Data entries
PR #2884, opened 2025-09-02
Unify resolution of aggregate functions

piotrrzysko:
This PR unifies the logic for resolving aggregate functions. Previously, bare aggregates (e.g. `SELECT max(a) FROM t1`) and aggregates wrapped in expressions (e.g. `SELECT max(a) + 1 FROM t1`) were handled differently, which led to duplicated code. Now both cases are resolved consistently.

The added benchmark shows a small improvement:

```
Prepare `SELECT first_name, last_name, state, city, age + 10, LENGTH(email), UPPER(first_name), LOWE...
                        time:   [59.791 µs 59.898 µs 60.006 µs]
                        change: [-7.7090% -7.2760% -6.8242%] (p = 0.00 < 0.05)
                        Performance has improved.
Found 10 outliers among 100 measurements (10.00%)
  8 (8.00%) high mild
  2 (2.00%) high severe
```

For an existing benchmark, no change:
```
Prepare `SELECT first_name, count(1) FROM users GROUP BY first_name HAVING count(1) > 1 ORDER BY cou...
                        time:   [11.895 µs 11.913 µs 11.931 µs]
                        change: [-0.2545% +0.2426% +0.6960%] (p = 0.34 > 0.05)
                        No change in performance detected.
Found 8 outliers among 100 measurements (8.00%)
  1 (1.00%) low severe
  2 (2.00%) high mild
  5 (5.00%) high severe
```

### DIFF
--- a/core/translate/select.rs
+++ b/core/translate/select.rs
@@ -3,10 +3,9 @@ use super::plan::{
     select_star, Distinctness, JoinOrderMember, Operation, OuterQueryReference, QueryDestination,
     Search, TableReferences, WhereTerm,
 };
-use crate::function::{AggFunc, ExtFunc, Func};
 use crate::schema::Table;
 use crate::translate::optimizer::optimize_plan;
-use crate::translate::plan::{Aggregate, GroupBy, Plan, ResultSetColumn, SelectPlan};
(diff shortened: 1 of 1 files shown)


jussisaurio (approved):
great stuff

**TASK GOAL**
Return each line of the data exactly as written above.

**FINISHED EXERCISE**
PR #2884, opened 2025-09-02
Unify resolution of aggregate functions

piotrrzysko:
This PR unifies the logic for resolving aggregate functions. Previously, bare aggregates (e.g. `SELECT max(a) FROM t1`) and aggregates wrapped in expressions (e.g. `SELECT max(a) + 1 FROM t1`) were handled differently, which led to duplicated code. Now both cases are resolved consistently.

The added benchmark shows a small improvement:

```
Prepare `SELECT first_name, last_name, state, city, age + 10, LENGTH(email), UPPER(first_name), LOWE...
                        time:   [59.791 µs 59.898 µs 60.006 µs]
                        change: [-7.7090% -7.2760% -6.8242%] (p = 0.00 < 0.05)
                        Performance has improved.
Found 10 outliers among 100 measurements (10.00%)
  8 (8.00%) high mild
  2 (2.00%) high severe
```

For an existing benchmark, no change:
```
Prepare `SELECT first_name, count(1) FROM users GROUP BY first_name HAVING count(1) > 1 ORDER BY cou...
                        time:   [11.895 µs 11.913 µs 11.931 µs]
                        change: [-0.2545% +0.2426% +0.6960%] (p = 0.34 > 0.05)
                        No change in performance detected.
Found 8 outliers among 100 measurements (8.00%)
  1 (1.00%) low severe
  2 (2.00%) high mild
  5 (5.00%) high severe
```

### DIFF
--- a/core/translate/select.rs
+++ b/core/translate/select.rs
@@ -3,10 +3,9 @@ use super::plan::{
     select_star, Distinctness, JoinOrderMember, Operation, OuterQueryReference, QueryDestination,
     Search, TableReferences, WhereTerm,
 };
-use crate::function::{AggFunc, ExtFunc, Func};
 use crate::schema::Table;
 use crate::translate::optimizer::optimize_plan;
-use crate::translate::plan::{Aggregate, GroupBy, Plan, ResultSetColumn, SelectPlan};
(diff shortened: 1 of 1 files shown)


jussisaurio (approved):
great stuff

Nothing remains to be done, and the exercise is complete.